## Exercise prompt
Please quote exactly the lines below from the line containing "confirm the opening" to the line containing "- Against that", both lines included, and nothing else.

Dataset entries
-- Opening Marker --
Issue #388, opened 2026-07-29
Data Studio Dashboard feedback


haiyuan-eng-google:
Thank you for this great opportunity, I tested it, but it didn't work. I can't use a custom table ID. The field is red as long as it is different than the default name ""

<img width="1680" height="1159" alt="Image" src="https://github.com/user-attachments/assets/5c299ca8-80d7-42f8-bf1d-d24f972478f7" />

Anyway, I created a dashboard with the default table, edited the database connection, and then it worked.

However, on some pages, some graphs appear too low.

<img width="1615" height="1287" alt="Image" src="https://github.com/user-attachments/assets/cc1bf791-81dd-43f6-bdc7-e46de60712fa" />
<img width="1713" height="1324" alt="Image" src="https://github.com/user-attachments/assets/56214f41-8e0c-4ad4-845f-7e5be6f51b76" />

caohy1988:
## Root-cause analysis

Both reported problems reproduce and have identified causes. Details below, with fixes scoped.

### Bug 1 — Custom table ID rejected: over-strict table validation regex

**Root cause (confirmed in the deployed configurator code):** the table field is validated with `BIGQUERY_ID_RE = /^[A-Za-z_][A-Za-z0-9_]{0,1023}$/` — letters, digits, and underscores only. The table in the screenshot is `events_agent_cur-phenix`; the **hyphen** is what turns the field red. It is not related to differing from the default name — any hyphenated table name fails.

The validation rule is wrong for tables: BigQuery *dataset* IDs cannot contain hyphens, but **table names can** (flexible table naming also permits spaces and Unicode). Since the BQAA plugin accepts a custom `table_id`, real installations legitimately have hyphenated tables. The reported workaround proves the stack above the configurator is fine: after swapping the data-source connection inside Looker Studio, BigQuery queried the hyphenated table without issue. The same over-strict `ID_RE` also gates `--table` in `tools/hydrate_dashboard.py` and `tools/validate_live_bqaa.py`.

[...]

PR #387, opened 2026-07-28
fix(dashboard): include today in the default date window

caohy1988:
## Summary

Fresh BQAA installations no longer open to an empty dashboard solely because
their first events occurred today. The published report and repository
contract now use an exact 365-calendar-day window ending today
(`today - 364 days` through `today`) on all seven dashboard pages; Trace
Inspector remains without a default date control.

The real ADK 2.4.0 dataset that exposed the defect returned 0 of 77 events
under the previous ending-yesterday default and all 77 when today was
included. The Looker Studio template was republished and its publication and
verification attestations are dated 2026-07-28.

The secondary analytics and documentation observations in the issue are
deliberately outside this PR so the first-run P1 fix can ship independently.

Related: #382

## Validation

- `pytest -q tests/test_looker_studio_dashboard.py` — 20 passed
- `node dashboard/looker_studio/tools/test_web_configurator.mjs` — passed
- `bash autoformat.sh` — passed
- `ruff check tests/test_looker_studio_dashboard.py` — passed
- Live ADK 2.4.0 data — 77 of 77 events visible with the new default
- Published report — include-today default verified on seven dashboard pages

## Post-Deploy Monitoring & Validation

For the first 24 hours after merge, the PR author or dashboard maintainer
should:

1. Open the canonical template and confirm each of the seven dashboard date
   controls ends on the current date; Trace Inspector should still have no
   default date control.
2. Hydrate a copy against a BQAA table containing only current-day events and
   confirm the opening page renders non-degenerate data without changing the
   date control.
3. In BigQuery job history, filter for jobs referencing the hydrated
   `agent_events` table and confirm the current UTC date is present in the
   effective `@DS_END_DATE` window.

Healthy signals are current-day rows visible on first open, non-degenerate
charts, and a displayed range covering exactly 365 calendar dates. Failure
signals are “No data” while current-day events exist, a range ending
yesterday, or a 366-day range. If any failure appears, unpublish the changed
template revision, restore the previous report revision, and reopen #382 with
the affected page, displayed range, and BigQuery job evidence.

---

[Compound Engineering](https://github.com/EveryInc/compound-engineering-plugin)

PR #389, opened 2026-07-29
fix(dashboard): support hyphenated BQAA table IDs

caohy1988:
## Summary

Customers can now configure the dashboard against valid BigQuery table IDs such as `events_agent_cur-phenix`. Dataset IDs retain their stricter no-hyphen rule, while commas and backticks still fail closed because they could change the Linking API replacement list or SQL identifier boundary.

Invalid field values now appear once beside the affected input instead of being duplicated in the form-level status. The report contract also records a 24-pixel page-containment rule and truthfully marks the two published pages that still need an authenticated Looker Studio editor update.

Related: #388

## Validation

- Added the regression tests first and observed 8 expected failures before implementation; the completed suite passes 22/22 tests plus the Node configurator suite and Ruff checks.
- Exercised the configurator in a browser: the exact hyphenated table enables the dashboard link, while a comma-delimited adversarial value disables it and renders only one inline error.
- Copied real ADK 2.4.0 BQAA data (77 rows across 10 event types) into a temporary table named `events_agent_cur-phenix`, preserving partitioning and clustering.
- Against that table, the hydration preflight passed, the production custom query returned real data, and all 37 dashboard oracle queries completed successfully.
- Confirmed comma and backtick payloads are rejected by both Python entry points, then deleted the temporary BigQuery dataset.

## Live report follow-up

This PR does not claim that repository metadata can repair a mutable external Looker Studio canvas. The Token Consumption and Latency pages still need their page height extended (or empty bands reclaimed), followed by republication and a fresh visual attestation before the pending containment status can be changed to verified.

---

[Compound Engineering](https://github.com/EveryInc/compound-engineering-plugin)

### DIFF
--- a/dashboard/looker_studio/README.md
+++ b/dashboard/looker_studio/README.md
@@ -102,6 +102,13 @@ separate responsive template and are not supported by v1. See
 [`docs/rendering-and-viewport-support.md`](docs/rendering-and-viewport-support.md).
 The latest live pass used a 1568-pixel viewport, so targeted validation at the
 documented 1280-pixel minimum is still pending.
+Issue
+[#388](https://github.com/GoogleCloudPlatform/BigQuery-Agent-Analytics-SDK/issues/388)
+also found that lower charts on Token Consumption and Latency can cross the
+freeform page boundary. The repository now requires every component's bottom
+edge to remain at least 24 pixels inside the page; the canonical report still
+requires an editor update and republication before that check can be marked
+verified.
 
 For the standard BQAA layout, open the
 [three-field dashboard configurator](https://googlecloudplatform.github.io/BigQuery-Agent-Analytics-SDK/)
@@ -110,6 +117,11 @@ and enter only:
 1. GCP project ID;
 2. BigQuery dataset ID;
 3. BQAA table ID (normally `agent_events`).
+
+For portable Linking API substitution, table IDs may use ASCII letters, digits,
+underscores, and hyphens, such as `events_agent_cur-phenix`. Dataset IDs retain
+BigQuery's no-hyphen restriction. Commas and backticks remain rejected because
+they would alter the `sqlReplace` binding list or the quoted SQL identifier.
 
 The configurator runs entirely in the browser and creates an official Looker
 Studio Linking API URL. Project, dataset, and table identifiers can also be
--- a/dashboard/looker_studio/bindings/report_template.yaml
+++ b/dashboard/looker_studio/bindings/report_template.yaml
@@ -37,6 +37,10 @@ live_template_verification:
     - published_include_today_default_validation
   result: PASSED
   limitation: mutable_external_report_requires_reverification_after_changes
+known_live_issues:
+  - issue: GoogleCloudPlatform/BigQuery-Agent-Analytics-SDK#388
+    scope: Token Consumption and Latency page containment
+    status: REQUIRES_EDITOR_REPUBLICATION
 product_contract: spec/product_contract.yaml
 viewer_qa_contract:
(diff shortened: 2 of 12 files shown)


caohy1988:
## Full review at PR head — approved, with independent adversarial validation on real BQAA data

### Code

- The fix is exactly the right shape: `DATASET_RE` (unchanged, underscore-only — correct for datasets) split from `TABLE_RE = ^[A-Za-z0-9_][A-Za-z0-9_-]{0,1023}$`, which admits hyphens **and leading digits** (both legal for BigQuery tables) while still excluding the characters that matter for `sqlReplace` safety (comma, backtick, dot, space). Mirrored identically in `configurator.mjs`, `hydrate_dashboard.py`, and `validate_live_bqaa.py`, with hint text updated.
- The duplicate-message fix is minimal and correct: the form-level status is suppressed exactly when a field-level error is displayed, so the stray text below *Advanced settings* is gone without losing the fallback for non-field errors (e.g. sentinel-binding failures).
- `layout.page_bounds` records a machine-checkable acceptance rule (`component_top_plus_height_lte_page_height_minus_bottom_padding`, 24 px padding) with `verification_status: pending_editor_republication`, and `known_live_issues` in the bindings tracks #388 as `REQUIRES_EDITOR_REPUBLICATION` — accurate rather than aspirational, which keeps the attestation honest until the report is actually edited and republished.
- 22/22 pytest + the expanded Node suite pass locally; branch is rebased on current main (includes #387), so no merge conflict with the date-window change.

### Independent adversarial validation (real ADK 2.4.0 data)

Created a real table named exactly like the reporter's — `events_agent_cur-phenix` — as a copy of the 77-row real-agent-traced `agent_events` (10 event types, genuine Gemini/tool payloads), then:

- **Preflight**: `hydrate_dashboard.py --table events_agent_cur-phenix` passes and emits a Linking URL whose `sqlReplace` correctly maps `sentinelbqaaevents → events_agent_cur-phenix`.
- **All 37 oracle queries** execute against the hyphenated table (37/37, sanitized receipt).
- **Production template SQL** with the hyphenated substitution returns all 77 rows under the current default window.
- **Fail-closed attempts** — every one rejected with non-zero exit in Python and thrown in JS: `events,other` (comma/sqlReplace splitting), `ev\`il` (backtick breakout), `data.set.table` (qualified-path smuggling), `events agent` (space), `-leading-hyphen`, `./evil`, and `sentinelbqaaevents-x,evil` (sentinel + comma).
- **Ordered sentinel rules still enforced** with the widened charset: a dataset containing the table sentinel is rejected (exit 2); a table containing its own sentinel remains correctly allowed (last substitution position).
- **Boundary cases accepted as intended**: leading-digit (`9leading_digit-ok`) and trailing-hyphen (`trailing-`) table names — both legal in BigQuery.

### Notes (non-blocking)

1. `TABLE_RE` deliberately stops short of BigQuery's full flexible naming (spaces and Unicode are legal in table names but excluded here). Reasonable v1 boundary — worth one line in the README hint docs so the next user with a spaced table name finds a documented answer rather than a red field.
2. Trivia: a leading-hyphen table arriving via CLI is rejected by argparse (usage error) before the validator sees it — still fail-closed, just a different message than the web path.
3. The Token Consumption / Latency page-containment fix remains editor-side work; once republished, the `page_bounds` rule and a re-dated attestation should flip `verification_status` — happy to re-run the visual verification then.

Test artifacts: the hyphenated table remains in the test project's `bqaa_e2e_real` dataset as a repro fixture; delete at will.

haiyuan-eng-google (approved):

PR #405, opened 2026-08-07
[Dashboard/configurator] Accept pasted fully-qualified BigQuery table IDs

### LINKED ISSUE #403: [Dashboard/configurator] Accept a pasted fully-qualified table ID (project.dataset.table)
-- Closing Marker --
## Answer area
   confirm the opening page renders non-degenerate data without changing the
   date control.
3. In BigQuery job history, filter for jobs referencing the hydrated
   `agent_events` table and confirm the current UTC date is present in the
   effective `@DS_END_DATE` window.

Healthy signals are current-day rows visible on first open, non-degenerate
charts, and a displayed range covering exactly 365 calendar dates. Failure
signals are “No data” while current-day events exist, a range ending
yesterday, or a 366-day range. If any failure appears, unpublish the changed
template revision, restore the previous report revision, and reopen #382 with
the affected page, displayed range, and BigQuery job evidence.

---

[Compound Engineering](https://github.com/EveryInc/compound-engineering-plugin)

PR #389, opened 2026-07-29
fix(dashboard): support hyphenated BQAA table IDs

caohy1988:
## Summary

Customers can now configure the dashboard against valid BigQuery table IDs such as `events_agent_cur-phenix`. Dataset IDs retain their stricter no-hyphen rule, while commas and backticks still fail closed because they could change the Linking API replacement list or SQL identifier boundary.

Invalid field values now appear once beside the affected input instead of being duplicated in the form-level status. The report contract also records a 24-pixel page-containment rule and truthfully marks the two published pages that still need an authenticated Looker Studio editor update.

Related: #388

## Validation

- Added the regression tests first and observed 8 expected failures before implementation; the completed suite passes 22/22 tests plus the Node configurator suite and Ruff checks.
- Exercised the configurator in a browser: the exact hyphenated table enables the dashboard link, while a comma-delimited adversarial value disables it and renders only one inline error.
- Copied real ADK 2.4.0 BQAA data (77 rows across 10 event types) into a temporary table named `events_agent_cur-phenix`, preserving partitioning and clustering.
- Against that table, the hydration preflight passed, the production custom query returned real data, and all 37 dashboard oracle queries completed successfully.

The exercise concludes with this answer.